Stay-cable is one of the most important load carrying members in cable-stayed bridges. Monitoring structural integrity of stay-cables is crucial for evaluating the structural condition of the cable-stayed bridge. For stay-cables, tension and damping ratio are estimated based on modal properties as a measure of structural integrity. Since the monitoring system continuously measures the vibration for the long-term period, data acquisition systems should be stable and power-efficiency as the hardware system. In addition, massive signals from the data acquisition systems are continuously generated, so that automated analysis system should be indispensable. In order to fulfill these purpose simultaneously, this study presents an autonomous cable monitoring system based on domain-knowledge using IoT for continuous cable monitoring systems of cable-stayed bridges. An IoT system was developed to provide effective and power-efficient data acquisition and on-board processing capability for Edge-computing.
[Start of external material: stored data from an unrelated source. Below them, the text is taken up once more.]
PR #9594, opened 2023-08-10
Add ECDSA signatures over NIST-P256 to `aptos-crypto`

mstraka100:
### Description

This PR adds support for ECDSA signatures over NIST-P256, inside of the `aptos-crypto` crate. This is necessary for adding transaction authenticators that interact with popular implementations of the WebAuthn standard. The API for this signature scheme is identical to that of the already-implemented EdDSA over Ed25519 signature scheme. Signatures are guaranteed to be output in canonical form, and signatures not in this form are rejected by verification, to prevent malleability attacks. 

### Test Plan

Unit tests are included in `crates/aptos-crypto/unit_tests/p256_test.rs`. They can be run with `cargo test` in `crates/aptos-crypto`.


crates/aptos-crypto/src/p256/p256_keys.rs
```diff
@@ -0,0 +1,270 @@
...
+    /// The length of the P256PrivateKey
+    pub const LENGTH: usize = P256_PRIVATE_KEY_LENGTH;
+
+    /// Serialize a P256PrivateKey.
+    pub fn to_bytes(&self) -> [u8; P256_PRIVATE_KEY_LENGTH] {
+        self.0.to_bytes().into()
+    }
+
+    /// Deserialize an P256PrivateKey without any validation checks apart from expected key size.
+    fn from_bytes_unchecked(
```
hariria, line 55: I'm kind of curious why the impl for `from_bytes_unchecked` is public for public keys and not for private keys?

types/src/transaction/authenticator.rs
```diff
@@ -46,6 +46,11 @@ pub enum TransactionAuthenticator {
         public_key: Ed25519PublicKey,
         signature: Ed25519Signature,
     },
+    /// Single signature
+    /*P256 {
+        public_key: P256PublicKey,
+        signature: P256PublicKey,
+    },*/
```
hariria, line 53: Remove

crates/aptos-crypto/src/p256/p256_keys.rs
```diff
@@ -0,0 +1,270 @@
+// Copyright © Aptos Foundation
+// SPDX-License-Identifier: Apache-2.0
+
+//! This file implements traits for Ed25519 private keys and public keys.
```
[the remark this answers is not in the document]
mstraka100: Fixed

crates/aptos-crypto/Cargo.toml
```diff
@@ -46,6 +46,10 @@ static_assertions = { workspace = true }
 thiserror = { workspace = true }
 tiny-keccak = { workspace = true }
 x25519-dalek = { workspace = true }
+p256 = { workspace = true }
+# TODO: Remove this?
```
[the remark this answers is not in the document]
mstraka100: Removed

Cargo.toml
```diff
@@ -535,6 +535,10 @@ num-traits = "0.2.15"
 once_cell = "1.10.0"
 ouroboros = "0.15.6"
 owo-colors = "3.5.0"
+# TODO: Do we actually use serde?
```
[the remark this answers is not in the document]
mstraka100: Removed the serde feature

crates/aptos-crypto/src/p256/p256_keys.rs
mstraka100: It's pub(crate) for public keys so it can be used in unit tests. Making it fully public would be a bad idea

crates/aptos-crypto/src/p256/mod.rs
alinush, line 1: Please rename this directory to `ecdsa_p256`.

crates/aptos-crypto/src/p256/p256_keys.rs
```diff
@@ -0,0 +1,270 @@
...
+        match p256::ecdsa::SigningKey::from_slice(bytes) {
+            Ok(p256_secret_key) => Ok(P256PrivateKey(p256_secret_key)),
+            Err(_) => Err(CryptoMaterialError::DeserializationError),
+        }
+    }
+
+    /// Private function aimed at minimizing code duplication between sign
+    /// methods of the SigningKey implementation. This should remain private.
+    fn sign_arbitrary_message(&self, message: &[u8]) -> P256Signature {
+        let secret_key: &p256::ecdsa::SigningKey = &self.0;
```
alinush, line 67: Surprising that you need to specify the types here.

crates/aptos-crypto/src/p256/p256_keys.rs
```diff
@@ -0,0 +1,270 @@
...
+        let canonical_sig = P256Signature::make_canonical(&sig);
+
+        canonical_sig
+    }
+}
+
+impl P256PublicKey {
+    /// Serialize a P256PublicKey.
+    pub fn to_bytes(&self) -> [u8; P256_PUBLIC_KEY_LENGTH] {
+        // The RustCrypto P256 `to_sec1_bytes` call here should never return an array of the wrong length and cause a panic
```
alinush, line 78: Define "should"? Under what circumstances does it panic here?

crates/aptos-crypto/src/p256/p256_keys.rs
```diff
@@ -0,0 +1,270 @@
...
+        P256PrivateKey::sign_arbitrary_message(self, message)
+    }
+}
+
+impl Uniform for P256PrivateKey {
+    fn generate<R>(rng: &mut R) -> Self
+    where
+       R: ::rand::RngCore + ::rand::CryptoRng + ::rand_core::CryptoRng + ::rand_core::RngCore,
+    {
+        let mut bytes: [u8; P256_PRIVATE_KEY_LENGTH] = Default::default();
```
alinush, line 127: You do not need the `Default` call.

crates/aptos-crypto/src/p256/p256_keys.rs
```diff
@@ -0,0 +1,270 @@
...
+
+        canonical_sig
+    }
+}
+
+impl P256PublicKey {
+    /// Serialize a P256PublicKey.
+    pub fn to_bytes(&self) -> [u8; P256_PUBLIC_KEY_LENGTH] {
+        // The RustCrypto P256 `to_sec1_bytes` call here should never return an array of the wrong length and cause a panic
+        (*self.0.to_sec1_bytes()).try_into().unwrap()
```
alinush, line 79: What is the difference between `to_sec1_bytes` and `to_bytes` for a ` p256::ecdsa::VerifyingKey`?

crates/aptos-crypto/src/p256/p256_keys.rs
```diff
@@ -0,0 +1,270 @@
...
+
+impl Length for P256PublicKey {
+    fn length(&self) -> usize {
+        P256_PUBLIC_KEY_LENGTH
+    }
+}
+
+impl ValidCryptoMaterial for P256PublicKey {
+    fn to_bytes(&self) -> Vec<u8> {
+        self.0.to_sec1_bytes().to_vec()
```
alinush, line 245: Should probably just be `self.to_bytes()` which in turn calls `to_sec1_bytes()`, for easier, single-place updates to the code.

crates/aptos-crypto/src/p256/p256_sigs.rs
```diff
@@ -0,0 +1,191 @@
...
+        };
+        let s = self.0.s();
+        let r = self.0.r();
+        // NonZeroScalar::try_from throws an error on being passed the curve order, so we use the
+        // order minus one, then add one later to compute (n-1) - s + 1 = n-s
+        let order_minus_one = NonZeroScalar::try_from(&ORDER_MINUS_ONE[..]).unwrap();
+        let one = NonZeroScalar::from_uint(<NistP256 as Curve>::Uint::ONE).unwrap();
+        // Dereferencing a NonZeroScalar makes it a Scalar, which implements subtraction
+        let new_s = *order_minus_one - *s + *one;
+        let new_s_nonzero = NonZeroScalar::new(new_s).unwrap();
```
alinush, line 104: This is `n-s`, which is guaranteed to be non-zero because the signing returns a non-zero `s`, correct?

alinush, line 104: Also, curious, there isn't a `negate()` function that you can call here, instead of doing this arithmetic on your own?

crates/aptos-crypto/src/p256/p256_sigs.rs
```diff
@@ -0,0 +1,191 @@
...
+        let new_sig = p256::ecdsa::Signature::from_scalars(&r, &new_s_nonzero).unwrap();
```
alinush, line 105: Lastly, in case I forget later, is this malleability code tested?

crates/aptos-crypto/src/p256/p256_sigs.rs
```diff
@@ -0,0 +1,191 @@
...
+    /// Check if S < ORDER_HALF to capture invalid signatures.
+    fn check_s_lt_order_half(s: &[u8]) -> bool {
+        for i in 0..32 {
+            match s[i].cmp(&ORDER_HALF[i]) {
+                Ordering::Less => return true,
+                Ordering::Greater => return false,
+                _ => {},
+            }
+        }
+        // As this stage S == ORDER_HALF which implies a non canonical S.
```
alinush, line 85: Typo: **At** this stage

crates/aptos-crypto/src/p256/p256_sigs.rs
```diff
@@ -0,0 +1,191 @@
...
+
+impl private::Sealed for P256Signature {}
+
+impl P256Signature {
+    /// The length of the P256Signature
+    pub const LENGTH: usize = P256_SIGNATURE_LENGTH;
+
+    /// Serialize an P256Signature.
+    pub fn to_bytes(&self) -> [u8; P256_SIGNATURE_LENGTH] {
+        // The RustCrypto P256 `to_bytes` call here should never return a byte array of the wrong length
```
alinush, line 35: Should or never does? Under what conditions does it return a byte array of the wrong length?

crates/aptos-crypto/src/unit_tests/p256_test.rs
```diff
@@ -0,0 +1,204 @@
...
+        );
+        prop_assert!(check);
+    }
+
+    #[test]
+    fn test_keys_encode(keypair in uniform_keypair_strategy::<P256PrivateKey, P256PublicKey>()) {
+        {
+            let encoded = keypair.private_key.to_encoded_string().unwrap();
+            // Hex encoding of a 64-bytes key is 128 (2 x 64) characters.
+            prop_assert_eq!(2 + 2 * P256_PRIVATE_KEY_LENGTH, encoded.len());
```
alinush, line 41: Where are the extra 2 bytes from?

crates/aptos-crypto/src/unit_tests/p256_test.rs
```diff
@@ -0,0 +1,204 @@
...
+        message in random_serializable_struct(),
+        keypairs in proptest::array::uniform10(uniform_keypair_strategy::<P256PrivateKey, P256PublicKey>())
+    ) {
+        let mut signatures: Vec<(P256PublicKey, P256Signature)> = keypairs.iter().map(|keypair| {
+            (keypair.public_key.clone(), keypair.private_key.sign(&message).unwrap())
+        }).collect();
+        prop_assert!(P256Signature::batch_verify(&message, signatures.clone()).is_ok());
+        // We swap message and signature for the last element,
+        // resulting in an incorrect signature
+        let (key, _sig) = signatures.pop().unwrap();
```
alinush, line 65: `key` should be `pk`

crates/aptos-crypto/src/unit_tests/p256_test.rs
```diff
@@ -0,0 +1,204 @@
...
+            prop_assert_eq!(Some(keypair.public_key), decoded.ok());
+        }
+    }
+
+    #[test]
+    fn test_batch_verify(
+        message in random_serializable_struct(),
+        keypairs in proptest::array::uniform10(uniform_keypair_strategy::<P256PrivateKey, P256PublicKey>())
+    ) {
+        let mut signatures: Vec<(P256PublicKey, P256Signature)> = keypairs.iter().map(|keypair| {
```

Automated peak-picking algorithm using domain knowledge was embedded to the IoT system in order to analyze massive data from continuous monitoring automatically and reliably. To evaluate its operational performance in real fields, the developed autonomous monitoring system has been installed on a cable-stayed bridge in Korea. The operational performance are confirmed and validated by comparing with the existing system in terms of data transmission rates, accuracy and efficiency of tension estimation.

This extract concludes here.